In last year’s Jackson Hole speech, Powell explained why he believed inflation would be a temporary feature of the economic recovery from the pandemic-induced recession. The Fed moved closer to phasing out some of its emergency support to the economy, but rate hikes were far from being considered. Powell also delivered his speech virtually, as the summit was canceled during last summer’s delta variant of the coronavirus.

Twelve months later, and now back in Jackson Hole for the first time since the start of the pandemic, the Fed is in a race to curb inflation that has soared and spread further through the economy. Supply chain woes, high consumer demand and the Russian invasion of Ukraine have kept prices for gas, groceries, rent and everything in between high. And suddenly, the central bank rates have risen at the most aggressive pace in decades.

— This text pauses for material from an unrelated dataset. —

PR #5644, opened 2026-04-17
🐛 fix: Pin otel/sdk in testdata to address 2 CVEs

vitorfloriano:
This PR pins `go.opentelemetry.io/otel/sdk` to `v1.43.0` to remediate vulnerabilities found in **testdata**.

The Fed has raised interest rates four times this year, most recently by three-quarters of a percentage point in July. It is widely expected that further hikes will follow and that the Fed will raise rates again at policy meetings in September, November and December. But it’s unclear whether central bankers will keep up with such hefty increases, or whether they will decide to scale back interest rate hikes to prevent the economy from slowing down too abruptly and triggering a recession.

It would be unusual for Powell to use his speech to say exactly what the Fed plans to do next month. Still, the markets are watching closely for any signs of what’s to come. Shares could rumble Friday if Powell is stronger or more relaxed than expected.

“He wanted to tell a somewhat hopeful story: ‘this is something we can achieve,'” said Tim Duy, a Fed expert at the University of Oregon and chief economist at SGH Macro Advisors. “‘We know inflation hurts all of you, and we want to rectify that situation, but we don’t want to do it in a way that causes it any more pain.'”

The Valley Voice
The Valley Voicehttp://thevalleyvoice.org
Christopher Brito is a social media producer and trending writer for The Valley Voice, with a focus on sports and stories related to race and culture.